A simple equation added up to the sharemarket losing its pulse for the second consecutive day.
Uncertainty about when the US Federal Reserve will start trimming its stimulus program offset a rise in metal prices and better than expected company earnings.
"The net result - pretty flat," said John Campbell, co-founder of Avoca Investment Management.
The benchmark S&P/ASX 200 Index finished five points lower at 5152.4, while the broader All Ordinaries dipped 4.2 points to 5136.7.

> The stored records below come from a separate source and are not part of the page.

PR #120, opened 2021-07-07
scaleBar enhancements

nnhubbard:
This includes enhancements to the `scaleBar` that allow updating labels colors to better work with dark maps, and also allowing the user to control if the `scaleBar` is using metric.

## Dark Mode Enhancement

Light map with white outlined labels and black text:

mi

Dark map with black outlined labels and white text:

dark

`MGLMapView` includes a new property, `scaleBarShouldShowDarkStyles` to update the `scaleBar`.

## Metric Enhancement

Imperial units:

mi

Metric units:

km

`MGLMapView` includes a new property, `scaleBarUsesMetricSystem` to update the `scaleBar`.

### DIFF
--- a/platform/ios/platform/ios/src/MGLScaleBar.mm
+++ b/platform/ios/platform/ios/src/MGLScaleBar.mm
@@ -169,6 +169,10 @@ static const CGFloat MGLScaleBarMinimumBarWidth = 30.0; // Arbitrary
     self.clipsToBounds = NO;
     self.hidden = YES;
     
+    // Default to current local
+    NSLocale *locale = [NSLocale currentLocale];
+    _usesMetricSystem = [[locale objectForKey:NSLocaleUsesMetricSystem] boolValue];
+    
     _containerView                     = [[UIView alloc] init];
     _containerView.clipsToBounds       = YES;
     _containerView.backgroundColor     = _secondaryColor;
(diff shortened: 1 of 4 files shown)


platform/ios/platform/ios/src/MGLScaleBar.mm
```diff
@@ -282,8 +301,44 @@ - (MGLRow)preferredRow {
...
 #pragma mark - Setters
 
+- (void)setUsesMetricSystem:(BOOL)usesMetricSystem {
+    
+    if (_usesMetricSystem != usesMetricSystem) {
+        
+        _usesMetricSystem = usesMetricSystem;
+        
+        // Set the distance formatter locale using Germany for metric and United States for imperial.
+        self.formatter.numberFormatter.locale = usesMetricSystem ? [NSLocale localeWithLocaleIdentifier:@"de_DE"] : [NSLocale localeWithLocaleIdentifier:@"en_US"];
```
roblabs, line 330: This produces the case of `1,5 km`, but is there locale, say in en-US, where I want metric, but a `.` for a decimal point, such as `1.5 km`?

The biggest company to report on Thursday was Wesfarmers - owner of Coles and Bunnings - which had a $2.26 billion profit in 2012-13, up 6 per cent. That was weaker than expected, and its shares fell 67¢, or 1.6 per cent, to $41.26. Rival supermarket owner Woolworths fell 34¢ to $33.27.
The big miners kept the market from falling too far, thanks to a rise in copper and iron ore prices. But with BHP Billiton scheduled to report its earnings next week, Mr Campbell said investors were not getting ahead of themselves.
BHP advanced 1.2 per cent to $37.33, while rival Rio Tinto shed 0.9 per cent to $61.40 as it traded ex-dividend.
The health sector was the biggest loser, sliding 2.14 per cent. Blood products maker CSL weighed on the market, shedding 3.4 per cent to $63.58, continuing its decline for a second day after it forecast slower profit growth.
Financial services group AMP posted a smaller than expected fall in underlying profit. Its shares gained 16¢, or 3.5 per cent, to $4.70.
RBS Morgans senior client advisor Bill Bishop said the market was holding up well, rebounding from a low of 4632.3 points on June 25.